PR #2290, opened 2017-04-27
authors: use high level categories in research_field

### LINKED ISSUE #2104: author submission: subject autocomplete
My suggestion would be to not list all arXiv subcategories, like math.AG, math.AT... but only higher-level categories. With the exception of physics.ins-det, physics.acc-phys, physics-data.an (these are the ones we take completely in HEP)

chris-asl:
Closes #2104

### DIFF
--- a/inspirehep/modules/authors/forms.py
+++ b/inspirehep/modules/authors/forms.py
@@ -449,6 +449,8 @@ class AuthorUpdateForm(INSPIREForm):
     research_field_options = [
         (val, val)
         for val in arxiv_categories_schema['enum']
+        if '.' not in val or
+        val in ('physics.ins-det', 'physics.acc-ph', 'physics.data-an')
     ]
 
     research_field = fields.SelectMultipleField(


inspirehep/modules/authors/forms.py
```diff
@@ -449,6 +449,8 @@ class AuthorUpdateForm(INSPIREForm):
     research_field_options = [
         (val, val)
         for val in arxiv_categories_schema['enum']
+        if '.' not in val or
+           val in ('physics.ins-det', 'physics.acc-ph', 'physics.data-an')
```
jmartinm: This should be aligned with the line above (not indented)

jmartinm:
To add a test for this code, I have added a comment to a previous PR that had a similar change (https://github.com/inspirehep/inspire-next/pull/2200/files#r113871190) to see what would be a good way of testing it. @jacquerie can you have a look at that?

jmartinm:
Since we agreed that this is ready. @chris-asl just rebase and we can merge it.

jacquerie:
Also please squash and fix the commit message:
```
authors: use high level categories in research_field

* Users requested that only the high level categories and some
  subcategories of physics should be presented as options for
  the `research_field` (closes #2104).

```

chris-asl:
Done! 
Will be using this commit message format henceforth.

PR #2296, opened 2017-05-01
global: set extra_data when creating a workflow

### LINKED ISSUE #2238: wrong files get attached to holding pen records
https://labs.inspirehep.net/holdingpen/619315 has an attached PDF, which is the PDF from a different record, namely https://labs.inspirehep.net/holdingpen/619303. Looks like the problem is on our side, as the submitters are different, and there is no PDF in the `formdata`.

jmartinm:
* NOTE: When creating a workflow if data or extra_data are not set
  the next workflow created will share the same data or extra_data
  instance. (closes #2238)

### DIFF
--- a/inspirehep/modules/authors/views/holdingpen.py
+++ b/inspirehep/modules/authors/views/holdingpen.py
@@ -272,6 +272,7 @@ def submitupdate():
 
     workflow_object = workflow_object_class.create(
         data={},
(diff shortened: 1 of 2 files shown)


jmartinm:
The correct solution is https://github.com/inveniosoftware-contrib/invenio-workflows/pull/38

++++++

Every line from the one containing "### LINKED ISSUE #2238: wrong" to the final line of the listing above should be set down exactly, with nothing added.

### LINKED ISSUE #2238: wrong files get attached to holding pen records
https://labs.inspirehep.net/holdingpen/619315 has an attached PDF, which is the PDF from a different record, namely https://labs.inspirehep.net/holdingpen/619303. Looks like the problem is on our side, as the submitters are different, and there is no PDF in the `formdata`.

jmartinm:
* NOTE: When creating a workflow if data or extra_data are not set
  the next workflow created will share the same data or extra_data
  instance. (closes #2238)

### DIFF
--- a/inspirehep/modules/authors/views/holdingpen.py
+++ b/inspirehep/modules/authors/views/holdingpen.py
@@ -272,6 +272,7 @@ def submitupdate():
 
     workflow_object = workflow_object_class.create(
         data={},
(diff shortened: 1 of 2 files shown)


jmartinm:
The correct solution is https://github.com/inveniosoftware-contrib/invenio-workflows/pull/38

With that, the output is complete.